Теперь мы подвигаемся медленно, шаг за шагом. Под ногами у нас узенькая лесная тропинка, обледенелая и скользкая. Трофим идет совсем бесшумно в своих легких лыковых постолах, но я то и дело наступаю на какие-то веточки и сучки, и мне кажется, что их треск оглушительно разносится по всему лесу.
Трофим останавливается и, не оборачиваясь, подзывает меня к себе рукою. Я подхожу. Он наклоняется к моему уху и шепчет так тихо, что я с трудом разбираю слова:
- Здесь станем. Не ворошитесь, паныч.
Ночь побледнела еще больше. От земли поднялся густой туман. Я слышу его влажное прикосновение на своем лице, слышу его сырой запах. На его седом фоне ближайшие сосны однотонно, плоско и неясно вырисовываются своими прямыми, голыми стволами. В их неподвижности среди этой глубокой тишины, среди этого холодного, мокрого тумана чувствуется что-то суровое, сознательно печальное и покорное.
Я не знаю, сколько прошло времени, может быть, пять минут, может быть, полчаса. Внезапно мой слух поражается такими странными звуками, что я невольно вздрагиваю от неожиданности. Это какие-то высокие, необыкновенно звучные и гармоничные стоны, издаваемые целыми десятками голосов. Я никак не могу определить, откуда они несутся: справа, слева, спереди или сзади? Они торопятся, вторят друг другу, перегоняют друг друга, сплетаются и вновь расходятся, образуя своеобразный размер и оригинальную мелодию, и разбуженный лес откликается на нее звонким и чистым отзвуком.

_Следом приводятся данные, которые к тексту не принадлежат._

PR #1659, opened 2020-09-27
Implement remove operation for CHAMP map

### LINKED ISSUE #1623: Champ map should support entry deletion
We currently keep tombstone entries for deleted keys in the champ map (key unchanged, negative version, empty value). This will cause unbounded memory growth as more nodes, members, users, etc. are rotated during the lifetime of the service. This is especially bad for reverse lookup tables for members and users certificates.

We should add support for deleting keys deterministically in the champ. The original paper (https://michael.steindorfer.name/publications/oopsla15.pdf, pp. 746-747) suggests that it should be feasible.

Theodus:
This PR adds support for removing entries from the CHAMP hash map. The CHAMP implementation is now tested against the C++ standard `unordered_map` in order to avoid adding similar support to the red-black tree map. This PR does not include support for returning maps to their canonical form after entries have been removed. The canonical form of the CHAMP structure implies that non-root `SubNode`s (internal nodes) contain only one child. Returning a CHAMP to its canonical form is likely a useful feature to reduce memory consumption and cache misses. However, discussion is needed to determine if this should be implemented in every call to the new remove operation, or if it should be a separate operation to avoid hysteresis on repeated insertion and removal of entries with colliding key prefixes.

Closes #1623


achamayou:
Thanks @Theodus for taking the time to do this. It sounds like we'd probably want to canonicalise the CHAMP on compact(), but we may want some benchmarks before we decide.

/azp run

achamayou (approved):

src/ds/champ_map.h
```diff
@@ -165,6 +182,8 @@ namespace champ
   template <class K, class V, class H>
   struct SubNodes
   {
+    // TODO: Reduce node size by replacing vector with `Node<K, V, H>*`, since
+    // the length is equal to `node_map.pop() + data_map.pop()`
```
eddyashton, line 186: We currently have a policy of 0 TODOs in the code. If this is a small addition, please add it to this PR, otherwise please create a new GitHub issue with the `TODO` tag to track this.

eddyashton (approved):
Thanks so much for doing @Theodus.

With regards to canonicalisation, I don't think we actually _need_ canonicalisation at any point. We want the reduced memory footprint of real deletions (rather than tombstones), but we never (currently!) have a situation where we need `put("foo")` and `put("foo"); put("bar"); delete("bar")` to produce identical champs. We can serialise and deserialise a non-canonical champ, as long as its reasonably compact and has a deterministic serialisation.

If we add canonicalisation we should profile it, but can presumably amortise it during compaction or assume hysteresis-prone removals are rare.

src/ds/champ_map.h
Theodus: Issue opened: https://github.com/microsoft/CCF/issues/1661, and TODO comment removed

achamayou:
@Theodus sorry, the formatter is bit unhappy, could you run `./scripts/ci-checks.sh -f` and that ought to fix it (or give an error if it can't).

- Журавли! - еле слышно произносит Трофим.
"Уу-рлы, урлу-рлы, урлу-рлы", - стонет по всему лесу невидимый хор, и едва только он замолкает, как в ответ ему откуда-то с противоположного конца леса раздаются такие же гармонические стоны другого стада проснувшихся журавлей, потом отзывается третье стадо, за ним четвертое... Эта утренняя перекличка служит сигналом для всего леса. Заяц начинает вопить своим дрожащим, гнусавым и прерывающимся сопрано, где-то близко около нас чуфыкнул задорно и резко тетерев, сова расхохоталась на верхушке высокого дерева... И опять все стихает, погружается в прежнюю чуткую дремоту, и опять мы стоим молча и неподвижно и, еле дыша и теряя счет времени, подслушиваем тайны леса.
Вдруг Трофим встрепенулся, вытянул шею, подался вперед всем туловищем и так и замер в напряженной выжидательной позе. Очевидно, его изощренный слух уловил какие-то отдаленные, слабые звуки, но я, как ни прислушивался, как ни насиловал свое внимание, ничего не мог различить кроме непрерывного глухого шума, раздававшегося у меня в ушах.
- Играет! - прошептал Трофим. - Слышите?
- Нет.
- Все равно, идите за мной. Как я скокну, так и вы. Нога в ногу... А как услышите совсем хорошо, тогда скажите... я тогда от вас отстану... О! Чуете? Опять заиграл.
Но я по-прежнему ничего не слыхал. Вдруг Трофим, точно подброшенный сильной пружиной, сорвался с места, сделал три огромных прыжка прямо по глубокому снегу и остановился, точно окаменелый. Я не мог поспеть за ним и пропустил лишний шаг.
Трофим молча повернулся ко мне и с исказившимся, злым и взволнованным лицом погрозил мне пальцем.
Через минуту пружина опять бросила его вперед. Теперь я изловчился и, попадая ногами как раз в те самые места, которые только что оставляли ноги Трофима, успел остановиться вместе с ним. Трофим одобрительно кивнул головой.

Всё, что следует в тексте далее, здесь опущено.